**ACTIVITY:** Among the records, find the lines that hold the string "holds" and return them.

== == ==

PR #3649, opened 2026-07-05
test(multitable): W1-2 permission-matrix B1 — Yjs bridge / OAPI-token / base-write side-door goldens

zensgit:
## Summary

Lands the W1-2 permission-matrix spec (`docs/development/multitable-w1-2-permission-matrix-spec-20260705.md`, landed verbatim) and its **B1 batch only** (highest-risk, first — B2/B3/B4 are explicitly out of scope for this PR). Test-only; **zero runtime code changes**.

18 new real-DB goldens across 3 gaps:

- **G-1 (11 goldens)** — `multitable-permmatrix-b1-yjs-bridge-flush-realdb.test.ts`: the Yjs collab bridge's scalar flush now resolves capabilities via the REAL `resolveSheetCapabilitiesForUser` (DB-backed RBAC + sheet scope + admin role) instead of the hardcoded grant the pre-existing `yjs-scalar-*-realdb` suites use (those isolate value fidelity, not permissions — see their own file comments). Covers actor tiers A3 (global read-only → denied) / A4 (sheet-scoped full write, no global write → **allowed**, proving the bridge honors a real per-sheet grant) / A5 (write-own: own allowed, not-own denied) / A6 (no permission → denied), plus M3 record-lock (a write-capable actor is still denied on a locked record — a true independent gate) and M2/M4 target goldens (see finding below).
- **G-2 (4 goldens)** — `multitable-permmatrix-b1-oapi-token-write-realdb.test.ts`: an `mst_` token PATCH is the *identical* handler the interactive session hits (`apiTokenAuth` only substitutes `req.user`) — pins that parity explicitly. M3 lock → 403 zero side effects; M2/M4 targets → 200 (parity, see finding below).
- **G-3 (3 goldens)** — `multitable-permmatrix-b1-basewrite-no-sheet-write-realdb.test.ts`: an actor holding *only* `multitable:base:write`, or the base's bare owner (`meta_bases.owner_id`) with zero permission codes, gets 403 on an interactive record PATCH — `resolveBaseWritable` is automation-executor-only and never feeds `deriveCapabilities`, so base-level write authority structurally cannot leak into sheet/record write (the "M6 crux" the spec names but had never golden-locked).

### Finding recalibrated during implementation (documented, not a defect)

[...]

PR #3651, opened 2026-07-05
test(multitable): W1-2 B1 side-door permission goldens (G-1/G-2/G-3)

zensgit:
## What this is

**W1-2 B1 batch** — real-DB integration test PR (test-only, no runtime changes) for the three highest-risk side-door / write-modifier clusters named in the owner-passed spec `docs/development/multitable-w1-2-permission-matrix-spec-20260705.md` §3 (gaps G-1/G-2/G-3, batch B1 in §5).

**Sibling cross-ref**: #3646 (W1-1 formula-freshness design-lock, MERGED) locks the *freshness* angle of the Yjs-bridge side-door (bridge writes previously skipped formula recompute). This PR locks the *permission* angle of the same side-door, plus two adjacent write-modifier clusters (OAPI token write, base-write-vs-sheet-write). Deliberately a separate PR, per #3646's own §7 arc placement.

## Framing (important, owner-corrected)

**G-1 is a test blind-spot, NOT a runtime hole.** The Yjs bridge already resolves real capabilities via `resolveSheetCapabilitiesForUser` ("Resolve real user capabilities — same path as REST", `index.ts:2471,2473`) and writes through the same `RecordWriteService.patchRecords` spine as REST (`yjs-record-bridge.ts:226`). Authorization machinery is already in place on this path — existing `yjs-scalar-{flush,seed}-realdb.test.ts` suites just isolate *value fidelity* and grant `multitable:write` unconditionally by design ("since this test isolates value fidelity, not permissions" — their own comments), so nobody had pinned that a non-writer's flush is actually rejected via *real* DB-backed capability resolution. **These goldens lock that authorization stays enforced on the bridge path going forward — they do not claim to close a bypass.**

## What each cluster locks

**G-1** — `packages/core-backend/tests/integration/multitable-permmatrix-b1-yjs-bridge-flush-realdb.test.ts` (12 tests)
- Actor tiers A3 (global read-only) / A4 (sheet-scoped full write, no global write) / A5 (sheet-scoped write-own, own vs. not-own record) / A6 (zero permissions) — non-writers denied with zero side effects (no data change, no version bump, no revision row); A4/A5-own prove the bridge honors a *real* per-sheet grant, not just global permissions.
- M3 (record lock): a globally write-capable actor is still denied on a record locked by someone else — the lock gate applies on the bridge path too.
- M2 (row-level read-deny) / M4 (conditional rule-deny): both are **read-only constructs** — verified by exhaustively grepping every write-path file in the repo (`RecordWriteService`, `RecordService`, and the `RuleEffect` type itself, which is literally typed as `'deny_read'` only, no write variant exists to express). Each gets a non-writer-denied golden (defense-in-depth) *and* a writer-succeeds golden (documented non-gate, parity with interactive REST — same convention as `docs/development/permission-matrix-golden-20260525.md` §2).
- **New beyond the spec's minimum**: a property-level field-mask ("masked-target") assertion — a writer's flush touching a `formula`-type field alongside a normal field is rejected **atomically** (`RecordWriteService.validateChanges` throws `RecordFieldForbiddenError` for the whole flush, before any transaction opens), matching what both REST routes (bulk `/patch` and single-record `PATCH /records/:recordId`) do for the identical field classes. This directly satisfies the task's "a writer flush must still respect field-mask... targets the same way REST does" ask with a mechanism that's genuinely, uniformly enforced everywhere (not just capability-gated).

**G-2** — `packages/core-backend/tests/integration/multitable-permmatrix-b1-oapi-token-write-realdb.test.ts` (4 tests)
- An `mst_` `records:write` token PATCH re-gates the same three modifiers as interactive: **locked record → 403, zero side effects, denied audit row** (M3, true gate); **conditional-rule-denied write → still succeeds** (M4); **row-denied write → still succeeds** (M2). The token route (`univer-meta.ts:13851`) is not token-exclusive — `apiTokenAuth` falls through to session `req.user` when no `mst_` Bearer token is present — so this is the general single-record PATCH handler under both auth modes, with no second authorization implementation to drift.
- **Re-grounding correction**: the spec/task text describes all three modifiers as "blocked." Re-anchoring against the write spine shows only M3 is a true gate; M2/M4 are non-gates everywhere (confirmed above). The goldens assert the *actually enforced* parity (token channel matches interactive channel exactly, whichever way that cuts) rather than a stronger property that isn't true anywhere in the codebase.

**G-3** — `packages/core-backend/tests/integration/multitable-permmatrix-b1-basewrite-no-sheet-write-realdb.test.ts` (3 tests)
- Pins the C2 crux fact (documented in the spec, never golden-locked): `resolveBaseWritable`'s base-level write codes (`multitable:base:write`/`multitable:base:admin`, or `meta_bases.owner_id` ownership) are a separate, kernel-internal primitive for the cross-base automation path — `deriveCapabilities` (which gates interactive record PATCH) has zero knowledge of them. An actor holding *only* base-write authority, or the base owner with zero permission codes, gets 403 on an interactive record PATCH, zero side effects. A regression here would be a silent privilege escalation with no code path announcing it.

## Adjacent finding (out of scope, not golden-locked, flagged per the "discover a runtime defect → stop, report separately" convention)

While grounding G-1's masked-target case, direct code reading turned up an asymmetry: the **per-subject** `field_permissions.read_only` write gate (distinct from the property-level guard G-1 locks) is enforced at only **3 route-level call sites** — the bulk `/patch` route's own pre-check (whose comment literally says *"RecordWriteService.patchRecords enforces only PROPERTY-level guards ... it does NOT enforce per-subject field_permissions.read_only"*), record-copy, and revision-restore. Neither `RecordWriteService.patchRecords` (bridge, and bulk `/patch`'s underlying spine) nor `RecordService.patchRecord` (the single-record `PATCH /records/:recordId` handler used by G-2/G-3 and by ordinary interactive single-record edits) consults `field_permissions` for a write decision at all — verified by reading both functions in full. Unlike M2/M4 (confirmed-intentional non-gates by design), this looks like an incomplete rollout of a feature that 3-of-5ish write paths already enforce, so it is **not** asserted as a "documented non-gate" golden here — it's reported as a candidate follow-up for the owner to triage, not fixed or test-locked in this PR.

## Verification (real numbers)

- Fresh dedicated DB (`metasheet_w12b1_test`, single clean run, migrated via `pnpm run db:migrate` to the current tip — `zzzz20260705150000_create_meta_view_personal_configs`).
- All 3 new files, single run: **3 test files passed, 19 tests passed** (12 + 4 + 3; includes 3 DATABASE_URL sentinels).
- **Non-vacuousness proof (G-1)**: temporarily replaced the bridge test harness's real `resolveSheetCapabilitiesForUser` call with a hardcoded permissive grant (the exact pattern the *other*, unrelated `yjs-scalar-flush-realdb.test.ts` uses for its own value-fidelity isolation) — **7 of 12 assertions flipped from pass to fail** (A3, A5-not-own, A6, both M2 sub-tests, both M4 sub-tests), while 5 correctly stayed green (the sentinel, A4/A5-own — already-legitimate sheet-scope grants, M3 — the independent lock gate, and the new masked-target test — the independent field-guard gate). Reverted before commit; re-ran clean on a rebuilt fresh DB to rule out state bleed: 19/19 green again.
- `tsc --noEmit`: clean, exit 0.
- No cluster was dropped as redundant — the spec's own inventory (§1) confirms none of G-1/G-2/G-3 were previously golden-locked.

## Not in this PR

No runtime code changes. No fix for the adjacent per-subject field-permission finding above. Do not merge — opening for review per the requested workflow.

### DIFF
--- a/packages/core-backend/tests/integration/multitable-permmatrix-b1-basewrite-no-sheet-write-realdb.test.ts
+++ b/packages/core-backend/tests/integration/multitable-permmatrix-b1-basewrite-no-sheet-write-realdb.test.ts
@@ -1,0 +1,118 @@
+/**
+ * B1-G3 — permission golden matrix: base-level write codes do NOT intersect the sheet/record
+ * write axis (real DB). Spec: W1-2 permission-matrix (docs/development/multitable-w1-2-permission-
+ * matrix-spec-20260705.md) §3 gap G-3 / §2 axis M6. Sibling: #3646 (W1-1 formula-freshness
+ * design-lock) locks the FRESHNESS angle of the Yjs-bridge side-door; this B1 batch (G-1/G-2/G-3)
+ * locks the PERMISSION angle across the side-door / write-modifier surface more broadly — this
+ * cluster in particular pins the C2 crux fact rather than a bridge/token entry point.
+ *
+ * `resolveBaseWritable` (permission-service.ts:1599-1645) is a SEPARATE, kernel-internal primitive
+ * introduced for the (b) cross-base automation slice: it grants base-level write authority via
+ * `BASE_WRITE_PERMISSION_CODES` (`multitable:base:write` / `multitable:base:admin` / `multitable:admin`,
+ * permission-service.ts:145-148) OR via `meta_bases.owner_id` ownership. It is consulted ONLY by the
+ * automation executor's base-scoped write path — it is NEVER called by the interactive record PATCH
+ * route. `deriveCapabilities` (sheet-capabilities.ts:75-100 + the sheet-scope composition at :122-158),
+ * which DOES gate interactive PATCH via `capabilities.canEditRecord`, has no knowledge of
+ * `multitable:base:*` codes or of `meta_bases.owner_id` at all — verified directly: `hasPermission`
+ * (sheet-capabilities.ts:69-73) does an exact/wildcard string match against the QUERIED code
+ * (`'multitable:write'`), and the literal string `'multitable:base:write'` satisfies neither that nor
+ * any `SHEET_*_PERMISSION_CODES` set membership.
+ *
+ * This is the "M6 crux" documented in the spec but never golden-locked: an actor who holds ONLY a
+ * base-level write grant (§1) or IS the base's owner (§2) — with NO sheet-scope grant and NO global
+ * `multitable:write` — must get 403 on an interactive record PATCH. A regression here would be a
+ * SILENT privilege escalation (a base-write/base-owner actor suddenly able to edit every record in
+ * every sheet of that base) with no code path announcing the change.
+ *
+ * Runs only with DATABASE_URL (sentinel fails-not-skips in CI per the suite convention).
+ */
+import express, { type Express } from 'express'
+import request from 'supertest'
+import { afterAll, beforeAll, describe, expect, test } from 'vitest'
+
+import { poolManager } from '../../src/integration/db/connection-pool'
+import { univerMetaRouter } from '../../src/routes/univer-meta'
+
+const describeIfDatabase = process.env.DATABASE_URL ? describe : describe.skip
+
+const TS = Date.now()
+const BASE_ID = `base_b1g3_${TS}`
+const SHEET_ID = `sheet_b1g3_${TS}`
+const FLD_NAME = `fld_b1g3_name_${TS}`
+const REC_ID = `rec_b1g3_${TS}`
+
+// §1 — holds ONLY the base-level write code (no sheet grant, no global multitable:write).
+const BASE_WRITE_CODE_ACTOR = `u_b1g3_basewritecode_${TS}`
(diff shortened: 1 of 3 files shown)


zensgit:
Closing as a **duplicate** of #3649 (a second parallel build session opened this for the same W1-2 B1 slice). #3649 is the survivor: it has the CI wiring (plugin-tests.yml), the spec doc, and the ledger update that this PR lacks. **Salvaged from here into #3649** (`7e9fda556`): this PR's superset test files, including the net-new G-1 masked-target field-guard golden. Also carried forward: the adjacent runtime finding this session surfaced (per-subject `field_permissions.read_only` write-gating enforced only at 3 route call sites, not in `patchRecords`/`patchRecord`) — I'm reporting that to the owner as a separate candidate-defect item, not folding it into the test PR. Nothing lost.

== == ==

**EXPECTED OUTPUT:**
+ * This is the "M6 crux" documented in the spec but never golden-locked: an actor who holds ONLY a
+// §1 — holds ONLY the base-level write code (no sheet grant, no global multitable:write).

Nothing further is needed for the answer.